Called Norton and Don said they could take care of me right away,so
I got it there the same day and the price was great so it will done asap.
And they are doing the exhaust ports  thanks Shortdrift.
papaperch your post made up my mind, THANKS


----------



## duckdude (Feb 5, 2005)

i got a 9.9 yamaha 4 stroke can u do the same and i have a 25 mariner can u make that the same way to.


----------



## smallieguy (Apr 7, 2004)

Take a look at yamahas website and see if they use the same
engine for 9.9 and 15 or 25 and?
that will tell you if you can upgrade the hp.


----------



## Shortdrift (Apr 5, 2004)

Some are upgradeable and some not.
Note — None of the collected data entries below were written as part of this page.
PR #286, opened 2026-04-16
Tree-based sectioning, structured content editor, and section thumbnails

elasticsounds:
## Summary

- Extend `page-sectioning` to consume the recursive content tree from `page-structuring` via a new `SectionContentNodePart` variant; stage-runner detects tree-vs-flat data and routes accordingly, and `web-rendering`'s `expandParts` flattens subtrees.
- Replace the extract stage's legacy detail view with the shared `ContentNodeBlock` tree UI (drag/drop restructure, inline text editing, role/structure pills) and unify storyboard overview + per-section editing into one all-pages view.
- Capture fixed-viewport PNG section thumbnails during every render/re-render using a shared Playwright `ScreenshotRenderer`; serve via new `GET /books/:label/thumbnails/:filename` and swap the scaled-iframe previews in `SectioningOverview` and `ContentEditor` for `` tags.
- Misc: storage gains `thumbnails/` dir + helpers, new Lingui strings extracted and translated to es / pt-BR, prompt updates for tree node summaries.

## Test plan

- [ ] `pnpm typecheck` passes
- [ ] Run storyboard on a book with tree-based structuring and verify sections render with `content_node` parts
- [ ] Verify thumbnails appear in the overview and content editor after render, and refresh after re-render
- [ ] Drag/drop content across sections, save, and confirm re-render reflects the new structure
- [ ] Confirm older flat text-classification books still section + render (backward compat)

### DIFF
--- a/apps/api/src/routes/books.ts
+++ b/apps/api/src/routes/books.ts
@@ -3,7 +3,7 @@ import path from "node:path"
 import { Hono } from "hono"
 import { HTTPException } from "hono/http-exception"
 import { parseBookLabel, PIPELINE } from "@adt/types"
-import { openBookDb } from "@adt/storage"
+import { openBookDb, resolveBookPaths } from "@adt/storage"
 import {
   listBooks,
   getBook,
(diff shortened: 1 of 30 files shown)


nicpottier:
Replaced by #313

PR #295, opened 2026-04-18
Fix dev server port conflicts across worktrees

### LINKED ISSUE #290: Dev server port conflicts across multiple worktrees (Conductor) — studios proxy to the wrong API
## Summary

When running multiple branches in parallel via Conductor worktrees, all studio instances proxy `/api/*` to a single API process, which silently serves stale code from whichever branch booted first. Requests for endpoints that don't exist on that stale branch return `404` in what looks like the current branch's UI — making it easy to misread as an application bug.

**Status:** still investigating. Filing this so the behavior is tracked while I narrow down the exact failure surface and the cleanest fix.

## Observed behavior

Running three worktrees at once:

- API binds to `:3001` (only the first worktree succeeds)
- Studio A binds to `:5173`
- Studio B falls back to `:5174`
- Studio C falls back to `:5175`
- All three studios still proxy `/api/*` → `http://localhost:3001` (hardcoded in `apps/studio/vite.config.ts`)

Result: Studio B and Studio C talk to whichever API started first, typically an older branch missing newly-added routes.

## Reproduction

1. Check out three different branches in three Conductor worktrees
2. Run `pnpm dev` in each
3. In the newest branch's studio window, hit a route that only exists on that branch (e.g. `POST /api/books/preview-import`)
4. Observe `404` from the stale API

Evidence on my machine:
```
lsof -iTCP -sTCP:LISTEN -P | grep -E ":(3001|5173|5174)"
node  32511 ... TCP *:3001 (LISTEN)            # stale API
node  52431 ... TCP localhost:5173 (LISTEN)
node  98098 ... TCP localhost:5174 (LISTEN)    # my current worktree

curl -X POST http://localhost:3001/api/books/preview-import → 404
curl http://localhost:3001/api/health                       → 200
```

## Likely fix (pending confirmation)

Make both API port and studio proxy target configurable so each worktree can claim its own pair:

- `apps/studio/vite.config.ts` — read proxy target from `process.env.VITE_API_PROXY`, fall back to `http://localhost:3001`
- API already reads `PORT` env var
- Per-worktree `.env.local` (gitignored) assigns `PORT` + `VITE_API_PROXY` pair
- Document the pattern in `docs/DEVELOPER-GUIDE.md` under the Conductor workflow section

Still investigating whether there's a better solution (e.g. auto-assigning ports, or a Conductor-level config) before committing to this approach.

## Impact

- Medium developer-experience issue, no production impact
- Confusing because it surfaces as a seemingly-real 404 on the correct URL
- Affects anyone using Conductor/worktrees or running multiple checkouts in parallel

Eliezir:
Closes #290.

## Summary

Fixes dev server port conflicts when running multiple worktrees in parallel (Conductor or plain `git worktree`). Before: only the first worktree's API binds `:3001`; other studios silently proxy to the stale first instance, so endpoints that only exist on the current branch return 404 in what looks like a UI bug. After: each worktree picks its own free API port, and its studio proxy follows.

## How

- `scripts/dev.mjs` — root dev orchestrator. Finds a free port (sequential scan from `3001`), then spawns the existing `pnpm --parallel` dev with `PORT` and `API_PROXY_TARGET` threaded in as env vars.
- `scripts/find-free-port.mjs` — pure-Node port probe. Logic adapted from Zig's `findFreePort` in the `zig/electron` branch (`apps/electron/src/main/api/port.ts`).
- `apps/studio/vite.config.ts` — proxy target now reads `API_PROXY_TARGET` with `http://localhost:3001` fallback.
- `package.json` — root `dev` script now calls `node scripts/dev.mjs`. `dev:api` / `dev:studio` unchanged.

## Approach

We went with a monorepo-level orchestrator because it's self-contained, tool-agnostic (works with plain `git worktree`, Conductor, multiple terminals), needs zero per-worktree config, and adds no dependencies. A more robust alternative would be a dedicated tool like [Portless](https://community.vercel.com/t/using-portless-with-conductor-git-worktrees/34557), which handles automatic subdomain routing with zero env wiring — at the cost of another dev dependency and per-developer setup. 

## Scope

Web dev only. The electron launch path already picks its own port via its own supervisor logic and is untouched. Production builds are also untouched: the api's `PORT` fallback stays `3001`, and `vite build` ignores `server.proxy`.

## Test plan

- [ ] Run \`pnpm dev\` in one worktree → \`[dev] API port: 3001\`, studio on 5173
- [ ] Run \`pnpm dev\` in a second worktree concurrently → \`[dev] API port: 3002\`, studio on 5174, \`/api/*\` requests from the second studio hit the second worktree's API
- [ ] Temporary \`console.log\` on an api route in worktree 2, triggered from worktree 2's studio, appears in worktree 2's terminal (not worktree 1's)
- [ ] Solo \`pnpm dev:studio\` still proxies to \`:3001\` (backwards compatible)
- [ ] \`pnpm typecheck\` passes


Eliezir:
Hey @elasticsounds, I also put together another change that labels the browser tab with the Conductor workspace name, so it’s easier to tell tabs apart when working with multiple branches in parallel:

image

It’s dev-only and falls back to the current behavior for anyone not using Conductor. Worth shipping, or skip it? Let me know what you think.

PR #313, opened 2026-04-21
Add tree-native section editor and sectioning-stage Save

nicpottier:
## Summary
- Adds a reusable `SectionTreeEditor` that edits the canonical `ContentNodeData` tree directly — leaf text, role, container structure, prune toggle, duplicate, delete, nest, unnest, and drag/drop reorder.
- Mounts the editor on the sectioning-stage page with per-section pending state and a header Save/Discard; writes the full tree via a new `PUT /sectioning` endpoint, so container hierarchy survives the save round-trip.
- Splits the old flat-parts endpoint off as `PUT /sectioning-legacy` and redirects the storyboard's 7 existing save/back-propagate callsites to it, keeping the storyboard panel working while the tree-native migration continues.
- Tree ops (`findNode`, `editLeafText`, `moveNode`, `nestNode`, `unnestNode`, …) live in `@adt/types` so studio can depend on them without violating the layering rule. 24 unit tests cover round-trips and reference-equality.
- i18n: 12 new strings translated to es/fr/pt-BR (0 missing).

## Test plan
- [ ] Sectioning stage: edit a leaf's text, toggle a container's prune, nest a leaf into a new container, save; reload and confirm the container hierarchy survives (not flattened).
- [ ] Storyboard stage: confirm existing flat-parts editing still works via `/sectioning-legacy` (prune, crop, replace image, delete image, back-propagate text edits).
- [ ] `pnpm typecheck`, `pnpm --filter @adt/studio lint`, and the `section-tree-ops` unit tests pass.
- [ ] `pnpm --filter @adt/studio extract` reports 0 missing strings across all locales.

## Follow-ups
- Migrate `StoryboardSectionDetail.tsx` to mount `SectionTreeEditor` and drop the flat-parts handlers.
- Delete `SectionDataPanel.tsx`, `PageDetail.sectioning` (flat), `treeToParts*` shim, and the unused zod schemas once the storyboard is migrated.


nicpottier:
@elasticsounds Take over on the editor on this. Right now it only lives on the section pages but once complete we should be able to wire that same editor into the storyboard side panel. (and hook in live edits in either direction)

The goal is to eventually remove all calls to sectioning-legacy. Other parts that use that are the overview section page that shows all sections inline etc..

apps/api/src/routes/pages.ts
```diff
@@ -622,7 +594,9 @@ export function createPageRoutes(
         throw new HTTPException(404, { message: `Page not found: ${pageId}` })
       }
 
-      const version = storage.putNodeData("text-classification", pageId, parsed.data)
+      const version = storage.putNodeData("page-sectioning", pageId, parsed.data)
```
nicpottier, line 660: This save path now writes `page-sectioning` directly and only clears caption/catalog/TTS state. It leaves the existing `web-rendering` node intact, so any tree edit saved from the new sectioning UI or overview (`SectioningPageDetail` / `SectioningOverview`) can immediately diverge from the HTML we still serve as the current storyboard/ADT output. The code comment says the change cascades downstream, but it no longer invalidates storyboard output.

Refs:
- https://github.com/unicef/adt-studio/blob/792f2ac5828ca68c455aae3d494e503c387b8850/apps/studio/src/components/pipeline/stages/sectioning/SectioningPageDetail.tsx#L101-L118
- https://github.com/unicef/adt-studio/blob/792f2ac5828ca68c455aae3d494e503c387b8850/apps/studio/src/components/pipeline/stages/storyboard/components/SectioningOverview.tsx#L126-L138

apps/api/src/routes/pages.ts
```diff
@@ -2075,5 +2021,417 @@ export function createPageRoutes(
...
+      if (!sectioningParsed.success) {
+        throw new HTTPException(400, { message: "Invalid page-sectioning data" })
+      }
+      const sectioning = sectioningParsed.data
+
+      if (idx >= sectioning.sections.length) {
+        throw new HTTPException(400, { message: `Section index ${idx} out of range (page has ${sectioning.sections.length} sections)` })
+      }
+
+      const clonedSection = structuredClone(sectioning.sections[idx])
```
nicpottier: `cloneSection` duplicates the whole tree with `structuredClone`, so every cloned leaf/container keeps the same `nodeId`. That breaks the new tree-native editor because rendering uses `nodeId` as `data-id`, and the storyboard/editor code targets nodes with `querySelector([data-id=...])`, which will hit the first matching element once two sections share IDs. You already added `cloneNodeWithNewIds` for this exact invariant in `section-tree-ops`, but the route is bypassing it here.

Refs:
- https://github.com/unicef/adt-studio/blob/792f2ac5828ca68c455aae3d494e503c387b8850/templates/_render_node.liquid#L18-L30
- https://github.com/unicef/adt-studio/blob/792f2ac5828ca68c455aae3d494e503c387b8850/apps/studio/src/components/pipeline/stages/storyboard/components/StoryboardSectionDetail.tsx#L1040-L1064
- https://github.com/unicef/adt-studio/blob/792f2ac5828ca68c455aae3d494e503c387b8850/packages/types/src/section-tree-ops.ts#L184-L196

PR #315, opened 2026-04-22
feat: add word highlighting, manual glossary terms, and speech audio uploads

ravi-adt:
## Summary
- add word-level read-aloud highlighting with timestamp support, plus toggles in Speech and Accessibility settings
- add manual glossary term creation so users can add entries not generated by AI
- add per-row speech audio upload/replace and allow uploaded audio to use AI-generated timestamps
- align preview/export/runtime behavior with the new speech highlight and timestamp flow

### Speech
- added word-by-word read-aloud highlighting instead of only sentence/block highlighting
- added a Speech-stage `Word Highlight` toggle for book creators
- added per-text manual audio upload/replace in the Speech list
- made uploaded manual audio compatible with AI timestamp generation

### Accessibility
- added a reader-facing `Word highlight` toggle in Accessibility `Settings`
- persisted the setting in runtime state and wired it into playback behavior

### Glossary
- added a manual `Add Term` flow in the Glossary stage
- persisted manual glossary items so they survive reruns and flow into downstream catalog/package output

### Preview and Packaging
- updated preview/export/runtime behavior so highlight mode and timestamps stay consistent across environments
- fixed punctuation loss, fallback timestamp handling, and old blue-box flicker during rollout

## Testing
- `pnpm exec vitest run apps/api/src/routes/adt-preview.test.ts apps/api/src/routes/glossary.test.ts apps/api/src/routes/tts.test.ts apps/api/src/services/stage-runner.test.ts packages/pipeline/src/__tests__/glossary.test.ts packages/pipeline/src/__tests__/text-catalog.test.ts packages/pipeline/src/__tests__/package-web.test.ts assets/adt/modules/tts_highlighter_utils.test.js`
- `pnpm exec tsc --noEmit -p apps/api/tsconfig.json`
- `pnpm exec tsc --noEmit -p apps/studio/tsconfig.json`

## Notes
- manual uploaded audio now works with the existing timestamp flow
- a full Speech rerun still regenerates stage audio and can overwrite manually uploaded files; that behavior was not changed in this PR


elasticsounds:
Hey Ravi - I've made a lot of changes to make this functional. Here is the list.

- Word level highlighting in adt preview would break since it was using class container to do gather audio elements - switched this to content id which is more reliable.
- Word highlighter option is now in text to speech options area.
- Manual glossary term creation uses the book text for selecting glossary terms to use. AI generates the definition, selects variations and glossary.
- Per row speech upload was not working due to cache, fixed it so it functions. Will show in wavefrom and play.
- Seems to work better.

nicpottier:
Very cool set of features, having this broken out into separate PRs would have been good. Nice work on all of these though!

On highlighting, awesome feature to add, work great!
 * settings such as whether to enable highlighting belong in the settings menu, on the speech tab would be fine. That's also where rebuilds should be triggered. Currently the "word highlighting" toggle I take it controls whether we calculate word boundaries when rebuilding so that belongs in settings.
 * the "calculate word boundaries for all entries" feels like a weird thing (and also not very intuitive based on the icon). When is this used? I take it maybe when someone uploads an audio file? Seems like that should just be automatic based on the settings value? Or an option visible when you upload the item?
 * deleting all speech is maybe a useful thing to have but we should chat about a way to unify that kind of global destructive behavior. (I can imagine the same might be wanted for quizzes for example). The confirmation dialog uses a browser alert which we don't use anywhere else, that should be a normal dialog explaining what's going to happen etc..
 * The UI for shifting word boundaries allows me to set overlapping boundaries, is that by design? Will that work? Feels like maybe a UI that has a sliders could maybe be more user friendly but realize that's a lot of work. At the very least we should validate boundaries aren't overlapping unless that's by design.
  * The replace button is kind of giant, maybe it is just an icon with a tooltip?
  
  On Glossary:
 * The dialog says "Start typing to see words from the book" but nothing happens when I start typing? Is that by design?
  * After I add an item it is at the bottom of the list instead of alphabetical.
  * I like how manual entries are preserved on rebuilds by using a manual source field on the versioned list and merging those back in. That's a pattern we should try elsewhere.

elasticsounds:
List of changes:
- Moved timestamp generation from header to settings. (still able to trigger individual timestamps per item).
- Added step in Speech for calculate timestamps.
- Added timestamp toggle to landing page, disabled by default (it takes a long time to calculate these).
- Left delete all speech - we can explore a global update for this across the application.
- Updated UI for setting manual boundaries, will not allow you to enter a value before the preceding entry or after the following entry. You can have to manually update. Slider UI for sure in future version.
- Made the replace button just an icon with a tooltip.
- Start typing bug fixed for glossary.
- Moved manually added items to be alphabetically sorted.
- Agree on the manual tag - will follow up with another pull request on manually edited fields.

elasticsounds:
- fixed no cache support for regeneration of word highlighting step

elasticsounds:
- after adding manual glossary item, sets translation and speech to be re-run. Added banner at top of translation and speech as shortcut for user.

elasticsounds:
- Timestamps no longer overwritten is highlighting is disabled. Previously being overwritten by empty values.

elasticsounds:
- Auto-builds text-catalog when opening modal to add manual glossary terms - consider in a later update to generate text-catalog progressively after each step. Keeping translate to only translations.

elasticsounds:
@nicpottier ready for your review before merge

elasticsounds:
@copilot resolve the merge conflicts in this pull request

PR #344, opened 2026-04-27
Add Sections tab to stage sidebar with desktop thumbnails

elasticsounds:
## Summary
- Adds a Pages | Sections tab toggle to the stage sidebar; the Sections tab lists every non-pruned section across the book with an indexed row (number on the left, page/section caption on the right — section pill only shown when the page has more than one section), a desktop thumbnail, an activity-puzzle badge for activity sections, and the same loader the page list uses while the storyboard stage is rendering.
- Generates a 1280×800 desktop PNG per section via the existing Playwright renderer at the end of `web-rendering` (and after every `reRenderPage` / single-section regen), stored under `books/{label}/.thumbnails/{sectionId}.png` and served from `GET /api/books/:label/sections/:sectionId/thumbnail.png` with `?v={renderingVersion}` cache-busting; Playwright is still optional — if it can't be loaded, the renderer falls back to placeholders.
- Invalidates stale thumbnails inside `saveStoryboardNode` so any sectioning, rendering, AI edit, image insert, split, merge, or page-move drops the old PNGs and the next render regenerates them; no migration is needed but existing books require a re-render to populate thumbnails.
- New helpers: `Storage.{put,get,clear}SectionThumbnail*` in `@adt/storage`, `generateSectionThumbnails` in `@adt/pipeline`, `getSectionThumbnailUrl` in the studio client; `PageSummaryItem` now exposes `sectionType` per section and a per-page `renderingVersion`.

## Test plan
- [ ] `pnpm typecheck && pnpm --filter @adt/studio lint && pnpm test` (all green locally — 1008/1008)
- [ ] In the storyboard stage, run a full render on a book with mixed content + activity sections; confirm the Sections tab populates with thumbnails and the puzzle badge appears on activities
- [ ] Re-render a single section via AI edit; confirm that section's thumbnail updates immediately (cache-busted by version) without a page reload
- [ ] Trigger a sectioning save / split / merge; confirm stale thumbnails are cleared and regenerate on the next storyboard run
- [ ] Verify Pages tab behavior is unchanged


ksokolovic:
I reviewed the exact current head (`13a3ecfc`) against the current branches. I am closing this without merge because the branch has several blocking behavioral issues:

- Saving through the new Activities UI writes the new `ActivitiesOutput` shape, while ADT Preview still reads the legacy `.quizzes` shape. After an activity is saved, activities can disappear from Preview and `actNNN` pages are not handled there.
- The editor permits up to six multiple-choice options, but packaging silently truncates them to three and clamps the answer index. This can remove the authored correct answer and mark a different option as correct.
- The thumbnail lifecycle does not meet the PR acceptance claims: AI edits clear thumbnails without regenerating them, while storyboard rendering without Playwright can retain and serve stale thumbnails instead of showing placeholders.

The branch has also grown to roughly 4,500 added lines across 50 files, bundling the original Sections-tab work with broad Activities and extraction rewrites. It now conflicts with `main`, and the affected architecture has advanced substantially on `develop`. Typecheck, lint, and all 1,047 existing tests pass, but there are no focused tests covering these new integration paths.

At this point, bringing this branch forward safely would be a disproportionate lift and would duplicate or conflict with newer work. If section-thumbnail navigation is still desired, the better path is a focused PR from current `develop`, scoped to that UX and built on the current activity, preview, and pipeline architecture with dedicated lifecycle tests.

PR #536, opened 2018-08-28
resolves #532 map ListItem#setText method in API

### LINKED ISSUE #532: Add ListItem#setText to API
Map the ListItem#setText method to the underlying text= method. This method allows a program to assign next text to a list item.

mojavelinux:


Mogztter:
Tests are failing because I'm using an external service (namely `raw.githubusercontent.com`).
I should probably use a local HTTP server to test the include directive with a remote URI :thinking:

mojavelinux:
Not sure. I don't have experience with that.

You could just increase the timeout.

Mogztter:
> Not sure. I don't have experience with that.

Ok.

> You could just increase the timeout.

:+1:

Mogztter:
Thanks @mojavelinux :+1:

PR #537, opened 2018-08-28
use simpler mechanism to convert from Opal hash to JavaScript object

mojavelinux:


mojavelinux:
Hmm, I just realized the IE 11 doesn't support Object.assign. Really? I suppose we could check ('assign' in Object) and then use the old school way as a fallback.

mojavelinux:
It turns out Object.assign is slower. But what would be faster is `for..in`.

mojavelinux:
Updated. There used to be a risk of doing `for..in`, but I think that's been resolved now, right?

(this would be the perfect use case for `for..of`, but IE 11 doesn't support that either.

mojavelinux:
This build seems back to normal.

mojavelinux:
I noticed you're already using Object.assign in this file. If you'd rather switch back to Object.assign, let me know.

Mogztter:
> There used to be a risk of doing for..in

I'm just aware that `for .. in` is slower than a basic array loop (because it does more). What do you mean by "risk" ?

> I noticed you're already using Object.assign in this file. If you'd rather switch back to Object.assign, let me know.

Yes you can use `Object.assign`.
I need to document how to integrate Asciidoctor.js with old/deprecated browsers:

* https://polyfill.io/ 
* https://developer.mozilla.org/en-US/docs/Web/JavaScript/Reference/Global_Objects/Object/assign#Polyfill

mojavelinux:
Okay, let's go with Object.assign. I'll update.

mojavelinux:
I think this is ready to go now.

Mogztter:
The code looks nice 👍

PR #538, opened 2018-08-29
resolves #529 map AbstractBlock#applySubstitutions in API

### LINKED ISSUE #529: Add AbstractNode#applySubstitutions to API
Map the AbstractNode#applySubstitutions method to the underlying apply_subs method that's added to nodes by the Substitutors module. The apply_subs method provides access to performing the various substitutions. We could also consider mapping substituteAttributes since this is a very common substitution to perform from the API.

See https://github.com/asciidoctor/asciidoctor/blob/master/lib/asciidoctor/substitutors.rb#L87-L93

Currently this is required to substitute attribute references in the target of a block macro since this capability is not currently available via the DSL. See the open issue: https://github.com/asciidoctor/asciidoctor/issues/2839

mojavelinux:


Mogztter:
Merged! :smile:

PR #542, opened 2018-09-05
Resolves #535, upgrade to Opal 0.11.99.dev@296930e and add a test

### LINKED ISSUE #535: Processor hangs when parsing overlapping passthrough in monospaced text
The processor in 1.5.7-rc.1 hangs processing the following document:

```
Link the system library `+libconfig++.so.9+` located at `+/usr/lib64/libconfig++.so.9+`.
```

Technically, that passthrough syntax doesn't produce the desired result. But it shouldn't cause Asciidoctor.js to hang.

Note that Asciidoctor Ruby 1.5.7 processes the same syntax without hanging. Somewhere, the cursor is not advancing in Asciidoctor.js.

Mogztter:
Resolves #535

### DIFF
--- a/package-lock.json
+++ b/package-lock.json
@@ -5134,18 +5134,18 @@
       }
     },
     "opal-compiler": {
-      "version": "1.0.7",
-      "resolved": "https://registry.npmjs.org/opal-compiler/-/opal-compiler-1.0.7.tgz",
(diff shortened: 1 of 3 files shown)


Mogztter:
It also partially resolves https://github.com/opal/opal/issues/1846 since I save and restore `Function` methods.

PR #543, opened 2018-09-08
when patching regexp, don't replace . that's preceded by a backslash

mojavelinux:


mojavelinux:
This should resolve our test failure.

PR #553, opened 2018-09-30
Demonstrate how to use a JSON formatter

Mogztter:
Once approved, we should add an example to the documentation.

### DIFF
--- a/src/asciidoctor-core-api.js
+++ b/src/asciidoctor-core-api.js
@@ -1465,7 +1465,61 @@ Cursor.prototype.getLineNumber = function () {
 };
 
 // Logger API (available in Asciidoctor 1.5.7+)
-// REMIND: we are using "skip_missing" because this API is only available starting with Asciidoctor 1.5.7
+
+function initializeLoggerFormatterClass (className, functions) {
+  var superclass = Opal.const_get_qualified(Opal.Logger, 'Formatter');
+  var scope = Opal.klass(Opal.Object, superclass, className, function () {});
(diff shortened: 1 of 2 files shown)


src/asciidoctor-core-api.js
```diff
@@ -1465,7 +1465,61 @@ Cursor.prototype.getLineNumber = function () {
 };
 
 // Logger API (available in Asciidoctor 1.5.7+)
-// REMIND: we are using "skip_missing" because this API is only available starting with Asciidoctor 1.5.7
+
+function initializeLoggerFormatterClass (className, functions) {
```
Mogztter: This code is mostly copied-pasted from `initializeProcessorClass`.
I think we should create a base function.

src/asciidoctor-core-api.js
```diff
@@ -1465,7 +1465,61 @@ Cursor.prototype.getLineNumber = function () {
...
+    if (functions.hasOwnProperty(key)) {
+      (function (key) {
+        var userFunction = functions[key];
+        if (key === 'postConstruct') {
+          postConstructFunction = userFunction;
+        } else if (key === 'initialize') {
+          initializeFunction = userFunction;
+        } else {
+          Opal.def(scope, '$' + key, function () {
+            for (var i = 0; i < arguments.length; i++) {
```
Mogztter: Here we tranform Opal.Hash to JSON for usability.
Though it's actually only really useful for the `message` argument in the `call` function.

The manufacturer will never tell you but the dealer will.


----------



## smallieguy (Apr 7, 2004)

this is what i'm talkin about
http://www.yamaha-motor.com/product...year=2005&cat=Two+Stroke+Series&scat=Portable
a close look will tell you that the cid is the same in the 9.9
and the 15 and in the 40 and the 50 and so on.
and yes the dealer will me happy to take your $ but at least have
the knowledge that it can be done before you call him.


----------



## LiquidTension (Apr 10, 2004)

wouldnt be planning on using that on some 10 hp lakes would we?

soooooo can i take my 40 hp to some 10 hp lakes and just use 1/4 throttle  ???????? i swear not to make a big wake.... oh wait.... the boats not gonna get on plane........ its gonna make a wake just as big as a 15 or 25 hp thats not on plane
hummmm maybe i can get a 50hp carb to throw on there.... that'll fool 'em

just sayin'........ silly restrictions.... what was i thinkin' ...... pffftttttt 

:not ripping smallieguy: just sayin'


----------



## smallieguy (Apr 7, 2004)

A converted 9.9 to 15 and use it on a 9.9 lake?  
Who me?  
Well I'd never do that.  
Like I'd be the only one in Ohio to ever try that.

No offense taken, I just like to know the answers to questions before
they are asked...ie: can you make a 9.9 a 15 or can you make a 40
a 50.
well yes if the engine specs are the same EXCEPT for carberation
and exhaust and props.
think of a 1970 chevy 350 with a 2barrel carb and then switch it
to a 4barrel.
horsepower will increase, period.


----------



## Erie Addict (Apr 12, 2004)

It has happened before. I know of a guy running a merc 25 hp with 9.9 stickers on it. he has never been questioned about it.


----------



## smallieguy (Apr 7, 2004)

Thanks to all for the advise but in the end I desided not to 
have the work done.
It just wouldn't be worth the $


----------



## WoodenShips (Aug 5, 2004)

smallieguy:
I am going to do the same thing with my JOHNNY 9.9 .I have a SEA NYMPH 17.5 and it's the slowest thing on the lake besides POTOON boats.I have a wooden deck that gives the boat a lot of weight.I'M going to take mine to a place across the river in Wheeling WVA.Those people are very good.Some of the boats on PIEDMONT are really fast for a *9.9 !*


----------



## smallieguy (Apr 7, 2004)

Thats the truth about the pied.
I had one of the fastest boats on the lake and then went and got a bigger boat.  
slowed me down from 22mph to 16mph on my gps and on good day.


----------



## WoodenShips (Aug 5, 2004)

smallieguy:
 *22 to 16!!* On a GOOD morning I might hit 10 mph...and in the wind try 6 for me.  ...I have aimed the boat,put my head down ,and shut my eyes when nobody was on the lake because it takes so long......lol.


----------



## bkr43050 (Apr 5, 2004)

WoodenShips said:


> smallieguy:
> *22 to 16!!* On a GOOD morning I might hit 10 mph...and in the wind try 6 for me.  ...I have aimed the boat,put my head down ,and shut my eyes when nobody was on the lake because it takes so long......lol.


 It sounds like you may have to install a mast and sail on that "wooden ship".


----------



## smallieguy (Apr 7, 2004)

Heck one day on milton with a 10-15mph tail wind my gps said
24.7 mhp. And yeah it was scarey.


----------